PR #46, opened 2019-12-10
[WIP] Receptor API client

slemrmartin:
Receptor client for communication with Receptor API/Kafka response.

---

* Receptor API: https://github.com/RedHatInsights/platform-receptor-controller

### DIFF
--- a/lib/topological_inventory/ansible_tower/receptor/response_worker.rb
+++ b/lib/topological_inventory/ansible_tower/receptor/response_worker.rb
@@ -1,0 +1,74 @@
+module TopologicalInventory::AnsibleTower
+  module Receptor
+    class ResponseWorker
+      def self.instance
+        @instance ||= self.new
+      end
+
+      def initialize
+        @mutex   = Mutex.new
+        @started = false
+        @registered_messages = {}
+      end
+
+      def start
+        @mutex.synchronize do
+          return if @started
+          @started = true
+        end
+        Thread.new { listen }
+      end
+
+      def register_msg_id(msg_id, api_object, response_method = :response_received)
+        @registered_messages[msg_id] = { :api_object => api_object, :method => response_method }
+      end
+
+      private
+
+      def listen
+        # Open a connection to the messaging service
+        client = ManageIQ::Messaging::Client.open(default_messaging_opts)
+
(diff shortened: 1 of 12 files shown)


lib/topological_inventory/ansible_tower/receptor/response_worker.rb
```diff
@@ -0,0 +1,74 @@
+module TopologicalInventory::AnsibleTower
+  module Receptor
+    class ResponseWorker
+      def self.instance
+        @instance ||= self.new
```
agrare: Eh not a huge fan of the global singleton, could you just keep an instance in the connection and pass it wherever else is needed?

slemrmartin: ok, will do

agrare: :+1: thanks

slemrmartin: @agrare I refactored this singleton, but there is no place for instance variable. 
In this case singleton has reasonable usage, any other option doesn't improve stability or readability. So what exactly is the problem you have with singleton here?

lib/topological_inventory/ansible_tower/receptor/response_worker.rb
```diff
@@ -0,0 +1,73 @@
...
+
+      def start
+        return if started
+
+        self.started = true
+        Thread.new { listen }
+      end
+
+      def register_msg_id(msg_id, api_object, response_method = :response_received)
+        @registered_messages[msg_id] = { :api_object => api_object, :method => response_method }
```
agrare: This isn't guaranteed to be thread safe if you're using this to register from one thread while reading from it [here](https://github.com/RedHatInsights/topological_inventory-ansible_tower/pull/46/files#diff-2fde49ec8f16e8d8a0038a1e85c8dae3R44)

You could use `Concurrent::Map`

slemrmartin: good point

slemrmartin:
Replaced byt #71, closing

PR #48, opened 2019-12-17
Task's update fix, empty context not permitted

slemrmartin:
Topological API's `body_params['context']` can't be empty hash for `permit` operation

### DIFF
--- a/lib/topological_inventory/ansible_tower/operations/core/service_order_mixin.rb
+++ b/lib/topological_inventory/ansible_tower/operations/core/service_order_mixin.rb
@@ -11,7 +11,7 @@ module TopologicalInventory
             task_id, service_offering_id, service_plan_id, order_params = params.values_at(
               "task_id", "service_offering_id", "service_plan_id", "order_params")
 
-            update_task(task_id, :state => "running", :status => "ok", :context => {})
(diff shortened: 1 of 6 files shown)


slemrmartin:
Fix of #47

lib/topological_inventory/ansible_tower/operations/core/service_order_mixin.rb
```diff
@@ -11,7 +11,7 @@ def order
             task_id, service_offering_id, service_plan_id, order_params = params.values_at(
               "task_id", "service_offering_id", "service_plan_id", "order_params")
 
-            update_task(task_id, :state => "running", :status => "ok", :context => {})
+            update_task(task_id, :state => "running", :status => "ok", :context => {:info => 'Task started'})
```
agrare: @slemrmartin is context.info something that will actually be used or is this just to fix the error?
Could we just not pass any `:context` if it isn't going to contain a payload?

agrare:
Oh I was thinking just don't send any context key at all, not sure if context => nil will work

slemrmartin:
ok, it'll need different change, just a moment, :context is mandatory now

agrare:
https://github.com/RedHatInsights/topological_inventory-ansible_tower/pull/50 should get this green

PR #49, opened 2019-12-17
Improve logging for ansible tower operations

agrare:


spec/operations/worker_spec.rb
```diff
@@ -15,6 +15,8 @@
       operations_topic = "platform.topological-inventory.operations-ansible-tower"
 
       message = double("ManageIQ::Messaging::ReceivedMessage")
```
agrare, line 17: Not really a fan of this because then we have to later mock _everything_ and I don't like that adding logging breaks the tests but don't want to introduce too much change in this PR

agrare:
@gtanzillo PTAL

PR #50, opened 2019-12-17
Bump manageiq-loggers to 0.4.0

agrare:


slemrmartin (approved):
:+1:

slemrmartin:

▸ **Work to be completed**
Reproduce all the records precisely.

▸ **Exercise output**
PR #46, opened 2019-12-10
[WIP] Receptor API client

slemrmartin:
Receptor client for communication with Receptor API/Kafka response.

---

* Receptor API: https://github.com/RedHatInsights/platform-receptor-controller

### DIFF
--- a/lib/topological_inventory/ansible_tower/receptor/response_worker.rb
+++ b/lib/topological_inventory/ansible_tower/receptor/response_worker.rb
@@ -1,0 +1,74 @@
+module TopologicalInventory::AnsibleTower
+  module Receptor
+    class ResponseWorker
+      def self.instance
+        @instance ||= self.new
+      end
+
+      def initialize
+        @mutex   = Mutex.new
+        @started = false
+        @registered_messages = {}
+      end
+
+      def start
+        @mutex.synchronize do
+          return if @started
+          @started = true
+        end
+        Thread.new { listen }
+      end
+
+      def register_msg_id(msg_id, api_object, response_method = :response_received)
+        @registered_messages[msg_id] = { :api_object => api_object, :method => response_method }
+      end
+
+      private
+
+      def listen
+        # Open a connection to the messaging service
+        client = ManageIQ::Messaging::Client.open(default_messaging_opts)
+
(diff shortened: 1 of 12 files shown)


lib/topological_inventory/ansible_tower/receptor/response_worker.rb
```diff
@@ -0,0 +1,74 @@
+module TopologicalInventory::AnsibleTower
+  module Receptor
+    class ResponseWorker
+      def self.instance
+        @instance ||= self.new
```
agrare: Eh not a huge fan of the global singleton, could you just keep an instance in the connection and pass it wherever else is needed?

slemrmartin: ok, will do

agrare: :+1: thanks

slemrmartin: @agrare I refactored this singleton, but there is no place for instance variable. 
In this case singleton has reasonable usage, any other option doesn't improve stability or readability. So what exactly is the problem you have with singleton here?

lib/topological_inventory/ansible_tower/receptor/response_worker.rb
```diff
@@ -0,0 +1,73 @@
...
+
+      def start
+        return if started
+
+        self.started = true
+        Thread.new { listen }
+      end
+
+      def register_msg_id(msg_id, api_object, response_method = :response_received)
+        @registered_messages[msg_id] = { :api_object => api_object, :method => response_method }
```
agrare: This isn't guaranteed to be thread safe if you're using this to register from one thread while reading from it [here](https://github.com/RedHatInsights/topological_inventory-ansible_tower/pull/46/files#diff-2fde49ec8f16e8d8a0038a1e85c8dae3R44)

You could use `Concurrent::Map`

slemrmartin: good point

slemrmartin:
Replaced byt #71, closing

PR #48, opened 2019-12-17
Task's update fix, empty context not permitted

slemrmartin:
Topological API's `body_params['context']` can't be empty hash for `permit` operation

### DIFF
--- a/lib/topological_inventory/ansible_tower/operations/core/service_order_mixin.rb
+++ b/lib/topological_inventory/ansible_tower/operations/core/service_order_mixin.rb
@@ -11,7 +11,7 @@ module TopologicalInventory
             task_id, service_offering_id, service_plan_id, order_params = params.values_at(
               "task_id", "service_offering_id", "service_plan_id", "order_params")
 
-            update_task(task_id, :state => "running", :status => "ok", :context => {})
(diff shortened: 1 of 6 files shown)


slemrmartin:
Fix of #47

lib/topological_inventory/ansible_tower/operations/core/service_order_mixin.rb
```diff
@@ -11,7 +11,7 @@ def order
             task_id, service_offering_id, service_plan_id, order_params = params.values_at(
               "task_id", "service_offering_id", "service_plan_id", "order_params")
 
-            update_task(task_id, :state => "running", :status => "ok", :context => {})
+            update_task(task_id, :state => "running", :status => "ok", :context => {:info => 'Task started'})
```
agrare: @slemrmartin is context.info something that will actually be used or is this just to fix the error?
Could we just not pass any `:context` if it isn't going to contain a payload?

agrare:
Oh I was thinking just don't send any context key at all, not sure if context => nil will work

slemrmartin:
ok, it'll need different change, just a moment, :context is mandatory now

agrare:
https://github.com/RedHatInsights/topological_inventory-ansible_tower/pull/50 should get this green

PR #49, opened 2019-12-17
Improve logging for ansible tower operations

agrare:


spec/operations/worker_spec.rb
```diff
@@ -15,6 +15,8 @@
       operations_topic = "platform.topological-inventory.operations-ansible-tower"
 
       message = double("ManageIQ::Messaging::ReceivedMessage")
```
agrare, line 17: Not really a fan of this because then we have to later mock _everything_ and I don't like that adding logging breaks the tests but don't want to introduce too much change in this PR

agrare:
@gtanzillo PTAL

PR #50, opened 2019-12-17
Bump manageiq-loggers to 0.4.0

agrare:


slemrmartin (approved):
:+1:

slemrmartin:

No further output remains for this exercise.